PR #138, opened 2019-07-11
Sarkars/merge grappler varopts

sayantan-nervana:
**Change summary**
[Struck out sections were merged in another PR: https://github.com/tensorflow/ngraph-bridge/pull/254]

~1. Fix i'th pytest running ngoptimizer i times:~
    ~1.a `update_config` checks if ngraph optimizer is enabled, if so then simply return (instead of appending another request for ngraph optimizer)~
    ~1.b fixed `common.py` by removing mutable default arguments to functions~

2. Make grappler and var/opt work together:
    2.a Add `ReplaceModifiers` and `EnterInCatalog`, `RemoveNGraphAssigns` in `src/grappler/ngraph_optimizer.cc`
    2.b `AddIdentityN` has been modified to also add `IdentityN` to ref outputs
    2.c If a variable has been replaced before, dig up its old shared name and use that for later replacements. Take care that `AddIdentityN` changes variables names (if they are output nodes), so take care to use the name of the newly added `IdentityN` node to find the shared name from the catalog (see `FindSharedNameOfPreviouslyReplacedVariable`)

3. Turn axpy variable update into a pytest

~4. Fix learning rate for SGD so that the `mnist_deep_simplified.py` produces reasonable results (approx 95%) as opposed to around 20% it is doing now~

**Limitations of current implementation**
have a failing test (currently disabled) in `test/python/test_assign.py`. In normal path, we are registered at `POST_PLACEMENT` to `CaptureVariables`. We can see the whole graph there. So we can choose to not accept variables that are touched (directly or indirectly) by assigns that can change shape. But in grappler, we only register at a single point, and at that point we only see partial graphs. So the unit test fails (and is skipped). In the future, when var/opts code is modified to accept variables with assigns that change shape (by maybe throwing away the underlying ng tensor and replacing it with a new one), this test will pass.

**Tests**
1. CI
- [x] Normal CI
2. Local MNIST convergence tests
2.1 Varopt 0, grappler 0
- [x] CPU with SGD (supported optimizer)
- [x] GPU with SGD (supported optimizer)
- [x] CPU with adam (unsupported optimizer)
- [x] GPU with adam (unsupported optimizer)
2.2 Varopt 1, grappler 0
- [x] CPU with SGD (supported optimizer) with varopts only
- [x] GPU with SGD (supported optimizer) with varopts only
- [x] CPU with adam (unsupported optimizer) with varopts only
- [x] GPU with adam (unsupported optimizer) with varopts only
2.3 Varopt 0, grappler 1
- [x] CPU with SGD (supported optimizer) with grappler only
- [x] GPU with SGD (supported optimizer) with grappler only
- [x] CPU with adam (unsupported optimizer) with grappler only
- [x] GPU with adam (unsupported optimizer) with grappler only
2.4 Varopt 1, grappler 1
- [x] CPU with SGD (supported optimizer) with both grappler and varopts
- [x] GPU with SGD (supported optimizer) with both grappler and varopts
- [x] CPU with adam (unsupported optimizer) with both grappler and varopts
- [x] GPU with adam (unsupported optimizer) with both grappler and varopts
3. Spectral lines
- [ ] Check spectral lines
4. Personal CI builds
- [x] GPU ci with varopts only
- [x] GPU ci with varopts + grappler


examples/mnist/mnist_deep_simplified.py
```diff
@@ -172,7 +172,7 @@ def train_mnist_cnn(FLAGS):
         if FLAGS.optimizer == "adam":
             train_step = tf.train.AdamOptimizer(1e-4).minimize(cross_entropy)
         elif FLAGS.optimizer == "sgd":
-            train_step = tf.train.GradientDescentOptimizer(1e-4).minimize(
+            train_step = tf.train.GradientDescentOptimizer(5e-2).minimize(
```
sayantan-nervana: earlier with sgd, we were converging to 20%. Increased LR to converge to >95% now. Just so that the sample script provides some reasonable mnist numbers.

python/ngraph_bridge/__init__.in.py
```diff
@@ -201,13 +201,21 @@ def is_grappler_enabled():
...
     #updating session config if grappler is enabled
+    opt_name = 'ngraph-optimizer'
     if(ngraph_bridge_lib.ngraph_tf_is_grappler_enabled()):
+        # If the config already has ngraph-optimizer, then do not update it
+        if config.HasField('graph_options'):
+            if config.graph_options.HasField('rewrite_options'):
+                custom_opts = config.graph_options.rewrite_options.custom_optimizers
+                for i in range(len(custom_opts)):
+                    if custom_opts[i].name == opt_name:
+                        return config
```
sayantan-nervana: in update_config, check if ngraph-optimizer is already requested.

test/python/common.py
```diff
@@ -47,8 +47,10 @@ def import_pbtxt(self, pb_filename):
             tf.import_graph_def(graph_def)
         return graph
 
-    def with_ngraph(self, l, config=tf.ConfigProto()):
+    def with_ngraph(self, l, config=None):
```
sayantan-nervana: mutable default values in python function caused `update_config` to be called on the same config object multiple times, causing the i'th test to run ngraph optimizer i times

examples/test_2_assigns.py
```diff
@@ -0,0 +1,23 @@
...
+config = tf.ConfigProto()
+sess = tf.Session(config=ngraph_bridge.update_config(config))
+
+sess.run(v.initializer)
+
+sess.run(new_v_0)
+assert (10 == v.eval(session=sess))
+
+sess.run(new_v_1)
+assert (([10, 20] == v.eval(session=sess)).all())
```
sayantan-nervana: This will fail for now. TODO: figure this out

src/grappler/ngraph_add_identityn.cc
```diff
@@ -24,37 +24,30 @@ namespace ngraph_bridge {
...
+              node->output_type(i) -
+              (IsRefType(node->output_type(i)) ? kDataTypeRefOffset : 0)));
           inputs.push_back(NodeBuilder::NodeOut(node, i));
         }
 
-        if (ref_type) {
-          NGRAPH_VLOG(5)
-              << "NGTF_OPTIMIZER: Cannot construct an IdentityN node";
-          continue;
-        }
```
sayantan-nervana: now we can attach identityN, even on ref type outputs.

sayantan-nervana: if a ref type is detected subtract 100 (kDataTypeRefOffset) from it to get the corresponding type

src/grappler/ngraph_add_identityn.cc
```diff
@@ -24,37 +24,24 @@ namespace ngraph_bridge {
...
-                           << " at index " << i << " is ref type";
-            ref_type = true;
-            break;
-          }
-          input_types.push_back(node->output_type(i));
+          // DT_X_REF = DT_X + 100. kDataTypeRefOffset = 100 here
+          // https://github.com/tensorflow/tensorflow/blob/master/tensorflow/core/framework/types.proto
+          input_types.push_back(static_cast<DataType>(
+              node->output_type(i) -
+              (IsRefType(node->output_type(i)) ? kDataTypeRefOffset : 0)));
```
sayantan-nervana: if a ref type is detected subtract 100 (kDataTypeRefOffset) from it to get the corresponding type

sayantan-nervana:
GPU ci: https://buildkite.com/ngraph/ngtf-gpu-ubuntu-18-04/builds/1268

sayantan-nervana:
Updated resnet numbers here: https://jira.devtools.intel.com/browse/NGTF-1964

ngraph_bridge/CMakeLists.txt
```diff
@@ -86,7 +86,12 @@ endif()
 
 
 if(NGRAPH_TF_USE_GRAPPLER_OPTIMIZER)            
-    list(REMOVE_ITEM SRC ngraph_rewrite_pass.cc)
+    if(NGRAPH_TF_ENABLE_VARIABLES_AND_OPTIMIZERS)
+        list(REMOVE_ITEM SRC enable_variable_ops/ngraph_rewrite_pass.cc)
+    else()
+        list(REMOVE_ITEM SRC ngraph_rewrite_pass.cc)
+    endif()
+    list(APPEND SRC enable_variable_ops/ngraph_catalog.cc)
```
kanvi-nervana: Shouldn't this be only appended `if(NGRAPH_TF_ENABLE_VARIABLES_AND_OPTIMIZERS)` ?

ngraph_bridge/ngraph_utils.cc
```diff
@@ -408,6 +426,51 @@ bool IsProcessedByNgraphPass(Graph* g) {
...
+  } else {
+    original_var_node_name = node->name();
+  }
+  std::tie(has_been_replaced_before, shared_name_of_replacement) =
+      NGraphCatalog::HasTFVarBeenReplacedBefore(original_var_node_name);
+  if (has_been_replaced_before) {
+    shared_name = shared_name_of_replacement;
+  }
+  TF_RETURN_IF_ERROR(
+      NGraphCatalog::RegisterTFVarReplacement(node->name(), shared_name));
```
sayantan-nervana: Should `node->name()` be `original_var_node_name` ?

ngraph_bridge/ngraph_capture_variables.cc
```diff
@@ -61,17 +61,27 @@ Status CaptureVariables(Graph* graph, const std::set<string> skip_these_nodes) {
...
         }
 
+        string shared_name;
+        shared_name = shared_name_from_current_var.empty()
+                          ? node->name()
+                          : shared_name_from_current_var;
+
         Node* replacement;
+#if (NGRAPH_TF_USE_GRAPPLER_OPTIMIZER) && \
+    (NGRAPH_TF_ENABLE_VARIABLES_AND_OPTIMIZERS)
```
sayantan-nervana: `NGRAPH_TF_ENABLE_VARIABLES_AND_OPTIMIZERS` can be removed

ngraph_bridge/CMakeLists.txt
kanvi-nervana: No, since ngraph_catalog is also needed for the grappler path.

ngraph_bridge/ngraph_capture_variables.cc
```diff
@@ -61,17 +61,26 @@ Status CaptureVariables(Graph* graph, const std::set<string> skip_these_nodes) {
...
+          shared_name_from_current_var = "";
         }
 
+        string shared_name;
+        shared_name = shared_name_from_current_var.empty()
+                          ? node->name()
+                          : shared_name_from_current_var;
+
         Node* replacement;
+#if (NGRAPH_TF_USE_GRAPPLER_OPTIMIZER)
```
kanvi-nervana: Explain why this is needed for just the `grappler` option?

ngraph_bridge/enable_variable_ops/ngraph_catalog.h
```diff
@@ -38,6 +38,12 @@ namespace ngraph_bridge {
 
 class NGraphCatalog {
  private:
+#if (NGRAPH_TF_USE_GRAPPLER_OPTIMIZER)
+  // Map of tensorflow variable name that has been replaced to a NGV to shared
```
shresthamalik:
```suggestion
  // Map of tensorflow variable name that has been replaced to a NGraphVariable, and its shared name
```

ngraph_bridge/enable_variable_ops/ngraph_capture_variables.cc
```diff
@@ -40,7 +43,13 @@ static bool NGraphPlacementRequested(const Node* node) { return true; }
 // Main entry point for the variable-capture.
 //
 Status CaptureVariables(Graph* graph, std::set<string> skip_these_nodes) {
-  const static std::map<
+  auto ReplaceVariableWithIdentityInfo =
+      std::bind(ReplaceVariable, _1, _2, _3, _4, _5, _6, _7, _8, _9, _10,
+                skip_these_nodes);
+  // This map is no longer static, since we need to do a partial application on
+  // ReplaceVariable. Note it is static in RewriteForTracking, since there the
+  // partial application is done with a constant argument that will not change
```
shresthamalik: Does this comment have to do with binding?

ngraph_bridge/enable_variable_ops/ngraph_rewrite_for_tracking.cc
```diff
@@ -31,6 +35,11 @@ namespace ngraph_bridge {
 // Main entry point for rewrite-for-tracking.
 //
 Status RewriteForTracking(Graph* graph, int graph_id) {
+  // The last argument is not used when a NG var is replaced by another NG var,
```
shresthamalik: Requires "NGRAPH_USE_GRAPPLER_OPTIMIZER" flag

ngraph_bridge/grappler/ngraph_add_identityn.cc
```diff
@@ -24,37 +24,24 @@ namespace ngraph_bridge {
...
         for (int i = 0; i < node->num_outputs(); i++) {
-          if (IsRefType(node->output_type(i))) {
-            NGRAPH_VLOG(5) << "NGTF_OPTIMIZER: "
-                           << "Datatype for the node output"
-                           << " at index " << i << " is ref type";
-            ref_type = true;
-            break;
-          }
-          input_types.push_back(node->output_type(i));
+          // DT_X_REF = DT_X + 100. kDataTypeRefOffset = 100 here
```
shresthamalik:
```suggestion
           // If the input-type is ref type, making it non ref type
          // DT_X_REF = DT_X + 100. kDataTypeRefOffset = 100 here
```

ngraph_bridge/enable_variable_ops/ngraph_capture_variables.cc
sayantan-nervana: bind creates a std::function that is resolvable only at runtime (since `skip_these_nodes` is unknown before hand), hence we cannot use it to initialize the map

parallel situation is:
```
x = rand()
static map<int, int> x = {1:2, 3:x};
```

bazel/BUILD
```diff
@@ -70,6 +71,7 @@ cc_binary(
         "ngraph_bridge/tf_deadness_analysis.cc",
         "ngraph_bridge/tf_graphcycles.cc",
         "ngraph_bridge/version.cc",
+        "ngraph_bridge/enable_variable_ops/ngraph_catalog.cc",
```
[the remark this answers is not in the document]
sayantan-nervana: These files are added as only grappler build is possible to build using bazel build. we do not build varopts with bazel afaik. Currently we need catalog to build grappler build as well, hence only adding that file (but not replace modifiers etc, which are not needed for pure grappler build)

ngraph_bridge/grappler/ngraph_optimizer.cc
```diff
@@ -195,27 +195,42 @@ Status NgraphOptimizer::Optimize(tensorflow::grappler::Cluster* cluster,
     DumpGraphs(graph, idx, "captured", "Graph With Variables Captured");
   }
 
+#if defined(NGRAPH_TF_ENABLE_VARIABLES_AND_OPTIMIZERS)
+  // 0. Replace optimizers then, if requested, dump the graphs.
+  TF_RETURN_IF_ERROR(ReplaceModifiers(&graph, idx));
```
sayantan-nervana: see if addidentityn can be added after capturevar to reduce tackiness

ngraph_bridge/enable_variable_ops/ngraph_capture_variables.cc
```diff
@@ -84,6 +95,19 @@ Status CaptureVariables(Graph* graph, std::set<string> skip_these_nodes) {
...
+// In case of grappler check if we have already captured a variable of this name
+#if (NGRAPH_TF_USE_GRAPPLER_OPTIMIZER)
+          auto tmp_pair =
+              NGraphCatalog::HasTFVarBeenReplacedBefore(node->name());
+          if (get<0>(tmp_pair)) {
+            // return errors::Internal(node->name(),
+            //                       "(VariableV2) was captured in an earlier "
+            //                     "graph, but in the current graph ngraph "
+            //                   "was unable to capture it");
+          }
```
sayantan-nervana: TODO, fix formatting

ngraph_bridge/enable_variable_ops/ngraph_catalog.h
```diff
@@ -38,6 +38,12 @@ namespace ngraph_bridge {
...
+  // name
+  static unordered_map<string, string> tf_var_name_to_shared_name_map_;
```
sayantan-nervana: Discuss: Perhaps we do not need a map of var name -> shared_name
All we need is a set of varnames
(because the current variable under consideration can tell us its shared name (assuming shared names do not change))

-------

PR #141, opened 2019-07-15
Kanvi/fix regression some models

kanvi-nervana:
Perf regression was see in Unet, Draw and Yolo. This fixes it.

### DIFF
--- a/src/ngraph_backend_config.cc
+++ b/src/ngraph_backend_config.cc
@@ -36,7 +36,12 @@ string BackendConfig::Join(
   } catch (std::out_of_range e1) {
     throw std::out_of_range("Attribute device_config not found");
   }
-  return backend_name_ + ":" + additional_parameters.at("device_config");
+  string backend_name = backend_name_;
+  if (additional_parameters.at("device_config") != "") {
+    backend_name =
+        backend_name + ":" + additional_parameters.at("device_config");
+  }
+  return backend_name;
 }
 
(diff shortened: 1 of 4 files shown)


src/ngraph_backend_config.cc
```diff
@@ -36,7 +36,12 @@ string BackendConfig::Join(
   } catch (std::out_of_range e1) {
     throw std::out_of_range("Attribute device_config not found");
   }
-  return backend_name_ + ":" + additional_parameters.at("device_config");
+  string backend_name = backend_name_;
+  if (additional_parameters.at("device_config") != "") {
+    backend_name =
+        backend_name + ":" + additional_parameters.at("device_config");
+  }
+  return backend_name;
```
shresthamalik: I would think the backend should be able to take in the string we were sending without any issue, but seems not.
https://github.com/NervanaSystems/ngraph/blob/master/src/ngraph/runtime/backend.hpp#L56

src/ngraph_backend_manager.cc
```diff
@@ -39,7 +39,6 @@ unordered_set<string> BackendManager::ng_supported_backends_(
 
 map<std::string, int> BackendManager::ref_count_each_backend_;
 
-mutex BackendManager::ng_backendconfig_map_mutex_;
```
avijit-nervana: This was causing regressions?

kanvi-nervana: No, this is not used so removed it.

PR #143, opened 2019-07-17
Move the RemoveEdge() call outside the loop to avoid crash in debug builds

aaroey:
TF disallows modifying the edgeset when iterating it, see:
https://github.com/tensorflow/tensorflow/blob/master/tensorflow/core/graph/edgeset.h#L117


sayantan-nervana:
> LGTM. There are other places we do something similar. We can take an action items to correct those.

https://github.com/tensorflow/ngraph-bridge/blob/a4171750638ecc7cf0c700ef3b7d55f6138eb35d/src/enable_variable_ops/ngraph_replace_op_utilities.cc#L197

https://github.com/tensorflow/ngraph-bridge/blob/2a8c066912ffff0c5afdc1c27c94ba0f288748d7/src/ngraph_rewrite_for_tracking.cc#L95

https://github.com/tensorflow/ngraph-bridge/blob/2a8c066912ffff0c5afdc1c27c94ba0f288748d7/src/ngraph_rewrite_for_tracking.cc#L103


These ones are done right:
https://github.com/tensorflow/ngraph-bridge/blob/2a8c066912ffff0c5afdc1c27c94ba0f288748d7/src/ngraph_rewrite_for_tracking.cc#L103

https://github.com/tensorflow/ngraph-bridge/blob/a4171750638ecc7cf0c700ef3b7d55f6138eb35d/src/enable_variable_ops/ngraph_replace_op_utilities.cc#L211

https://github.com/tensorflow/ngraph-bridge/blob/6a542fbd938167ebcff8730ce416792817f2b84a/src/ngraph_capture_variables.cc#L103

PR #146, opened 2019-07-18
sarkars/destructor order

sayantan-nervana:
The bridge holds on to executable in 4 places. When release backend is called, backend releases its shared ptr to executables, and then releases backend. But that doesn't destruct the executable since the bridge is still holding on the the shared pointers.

-------

→ **Task description**
Take every line from the records above that has the word "eval" and copy it.

→ **Task answer**
+assert (10 == v.eval(session=sess))
+assert (([10, 20] == v.eval(session=sess)).all())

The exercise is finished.